◆ **Problem details**: Across the data below, count every line where the string "universal" appears. Answer with the number alone.

◆ **Input data**:
PR #2419, opened 2024-06-26
feat: Support breadcrumb instances deduplication

just-boris:
### Description

Deduplicate multiple `BreadcrumbGroup` instances across the page and render only one inside the respective app layout slot. Only behind `appLayoutWidget` feature flag, not for production use.

```js
<AppLayout
   breadcrumbs={null}
   content={<>
       <BreadcrumbGroup /> // this one will be rendered in the intended place, even if it did not use the slot
   </>}
/>
```

See the tests for more details about order resolution and other corner-cases.

### How has this been tested?

Added unit and integration tests

<details>

#### Correctness

#### Security

#### Testing

</details>

---

### DIFF
--- a/pages/app-layout/global-breadcrumbs.page.tsx
+++ b/pages/app-layout/global-breadcrumbs.page.tsx
@@ -1,0 +1,45 @@
+// Copyright Amazon.com, Inc. or its affiliates. All Rights Reserved.
+// SPDX-License-Identifier: Apache-2.0
+import React, { useState } from 'react';
+import AppLayout from '~components/app-layout';
+import SpaceBetween from '~components/space-between';
+import labels from './utils/labels';
+import BreadcrumbGroup from '~components/breadcrumb-group';
+
+export default function () {
+  const [extraBreadcrumb, setExtraBreadcrumb] = useState(false);
+  return (
+    <AppLayout
+      ariaLabels={labels}
+      breadcrumbs={
+        <BreadcrumbGroup
+          items={[
+            { text: 'Default', href: '#' },
+            { text: 'one', href: '#' },
+          ]}
+        />
+      }
+      content={
+        <SpaceBetween size="m">
+          <h1>Page with additional breadcrumbs</h1>
+          <label>
+            <input
+              type="checkbox"
+              data-testid="toggle-extra-breadcrumb"
+              onChange={event => setExtraBreadcrumb(event.target.checked)}
+            />{' '}
+            Extra breadcrumb
+          </label>
+          {extraBreadcrumb && (
+            <BreadcrumbGroup
+              items={[
+                { text: 'Dynamic', href: '#' },
+                { text: 'instance', href: '#' },
+              ]}
+            />
+          )}
+        </SpaceBetween>
+      }
+    />
+  );
+}
--- a/src/app-layout/visual-refresh-toolbar/index.tsx
+++ b/src/app-layout/visual-refresh-toolbar/index.tsx
@@ -24,6 +24,7 @@ import {
   AppLayoutToolbar,
 } from './internal';
 import { AppLayoutInternals } from './interfaces';
+import { useGetGlobalBreadcrumbs } from '../../internal/plugins/helpers/use-global-breadcrumbs';
 
 const AppLayoutVisualRefreshToolbar = React.forwardRef(
   (
@@ -176,9 +177,16 @@ const AppLayoutVisualRefreshToolbar = React.forwardRef(
       splitPanelPosition: splitPanelPreferences?.position,
     });
 
-    const hasToolbar =
+    const discoveredBreadcrumbs = useGetGlobalBreadcrumbs();
+
+    const hasToolbar = Boolean(
       !embeddedViewMode &&
-      (!!resolvedNavigation || !!breadcrumbs || splitPanelToggleConfig.displayed || drawers!.length > 0);
+        (resolvedNavigation ||
+          breadcrumbs ||
+          discoveredBreadcrumbs ||
+          splitPanelToggleConfig.displayed ||
+          drawers!.length > 0)
+    );
 
     const verticalOffsets = computeVerticalLayout({
       topOffset: placement.insetBlockStart,
@@ -193,6 +201,7 @@ const AppLayoutVisualRefreshToolbar = React.forwardRef(
       headerVariant,
       isMobile,
       breadcrumbs,
+      discoveredBreadcrumbs,
       stickyNotifications,
       navigationOpen,
       navigation: resolvedNavigation,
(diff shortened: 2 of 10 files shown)


src/app-layout/visual-refresh-toolbar/index.tsx
```diff
@@ -176,9 +177,15 @@ const AppLayoutVisualRefreshToolbar = React.forwardRef(
       splitPanelPosition: splitPanelPreferences?.position,
     });
 
+    const discoveredBreadcrumbs = useGetGlobalBreadcrumbs();
+
     const hasToolbar =
       !embeddedViewMode &&
-      (!!resolvedNavigation || !!breadcrumbs || splitPanelToggleConfig.displayed || drawers!.length > 0);
+      (!!resolvedNavigation ||
+        !!breadcrumbs ||
```
just-boris, line 185: F

src/app-layout/visual-refresh-toolbar/toolbar/index.tsx
```diff
@@ -106,8 +108,11 @@ export function AppLayoutToolbarImplementation({ appLayoutInternals }: AppLayout
             />
           </nav>
         )}
-        {breadcrumbs && (
-          <div className={clsx(styles['universal-toolbar-breadcrumbs'], testutilStyles.breadcrumbs)}>{breadcrumbs}</div>
+        {(breadcrumbs || discoveredBreadcrumbs) && (
+          <div className={clsx(styles['universal-toolbar-breadcrumbs'], testutilStyles.breadcrumbs)}>
+            {breadcrumbs}
+            {discoveredBreadcrumbs && <InternalBreadcrumbGroup {...discoveredBreadcrumbs} />}
+          </div>
```
just-boris, line 115: The `breadcrumbs` value here is also deduplicated into `discoveredBreadcrumbs` same way as any other instance on the page. No special treatment for "own breadcrumbs"

src/breadcrumb-group/index.tsx
```diff
@@ -5,14 +5,21 @@ import { BreadcrumbGroupProps } from './interfaces';
...
+import { useSetGlobalBreadcrumbs } from '../internal/plugins/helpers/use-global-breadcrumbs';
 
 export { BreadcrumbGroupProps };
 
 export default function BreadcrumbGroup<T extends BreadcrumbGroupProps.Item = BreadcrumbGroupProps.Item>({
   items = [],
   ...props
 }: BreadcrumbGroupProps<T>) {
+  const registeredGlobally = useSetGlobalBreadcrumbs({ items, ...props });
   const baseComponentProps = useBaseComponent('BreadcrumbGroup');
```
just-boris, line 17: Usage metrics are still emitted for each instance individually

src/internal/plugins/helpers/use-global-breadcrumbs.ts
```diff
@@ -0,0 +1,51 @@
...
+  });
+
+  return registered;
+}
+
+export function useSetGlobalBreadcrumbs<T extends BreadcrumbGroupProps.Item>(props: BreadcrumbGroupProps<T>) {
+  // avoid additional side effects when this feature is not active
+  if (!getGlobalFlag('appLayoutWidget')) {
+    return false;
+  }
```
just-boris, line 35: This guard prevents any changes for the current production behavior

src/internal/plugins/helpers/use-global-breadcrumbs.ts
```diff
@@ -0,0 +1,51 @@
...
+    registrationRef.current = registration;
+
+    return () => {
+      registration.cleanup();
+    };
+    // subsequent prop changes are handled by another effect
+    // eslint-disable-next-line react-hooks/exhaustive-deps
+  }, []);
+
+  useLayoutEffect(() => {
```
connorlanigan, line 24: Since `useLayoutEffect` can have a negative performance impact, (why) do we need to use it?

src/app-layout/visual-refresh-toolbar/index.tsx
```diff
@@ -176,9 +177,15 @@ const AppLayoutVisualRefreshToolbar = React.forwardRef(
...
+        !!discoveredBreadcrumbs ||
```
connorlanigan, line 186: I think we don't need the double exclamation marks here, and they make the code difficult to read. We could make this block more readable by removing them, and converting only the result to a boolean:
```
const hasToolbar = Boolean(
      !embeddedViewMode &&
      (resolvedNavigation ||
        breadcrumbs ||
        discoveredBreadcrumbs ||
        splitPanelToggleConfig.displayed ||
        drawers!.length > 0)
);
```

pages/app-layout/global-breadcrumbs.page.tsx
```diff
@@ -0,0 +1,45 @@
...
+// SPDX-License-Identifier: Apache-2.0
+import React, { useState } from 'react';
+import AppLayout from '~components/app-layout';
+import SpaceBetween from '~components/space-between';
+import labels from './utils/labels';
+import BreadcrumbGroup from '~components/breadcrumb-group';
+
+export default function () {
+  const [extraBreadcrumb, setExtraBreadcrumb] = useState(false);
+  return (
```
connorlanigan, line 11: Maybe we could add a `<p>` to inform that this page only works when the `appLayoutWidget` flag is enabled (and maybe its current status?) - it could be confusing otherwise, making people think the feature is broken

src/internal/plugins/controllers/breadcrumbs.ts
```diff
@@ -0,0 +1,87 @@
...
+    this.#appLayoutUpdateCallback(latestBreadcrumb?.props ?? null);
+  }, 0);
+
+  #notifyBreadcrumbs = debounce(() => {
+    if (!this.#appLayoutUpdateCallback) {
+      return;
+    }
+    this.#breadcrumbRegistrations.forEach(listener => listener());
+  }, 0);
+
```
connorlanigan, line 41: We handle multiple breadcrumb instances, do we also need to handle multiple AppLayouts?

just-boris: Handled below. Only one app layout can register as breadcrumbs holder

src/internal/plugins/helpers/use-global-breadcrumbs.ts
just-boris: It causes impact when touches the hosting component:


```
useLayoutEffect(() => {
   setState(something); // this is bad
}, [...])
```

Here we call an API outside React, no concerns here.

src/app-layout/visual-refresh-toolbar/index.tsx
just-boris: Applied

connorlanigan (approved):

◆ **Answer section**: 2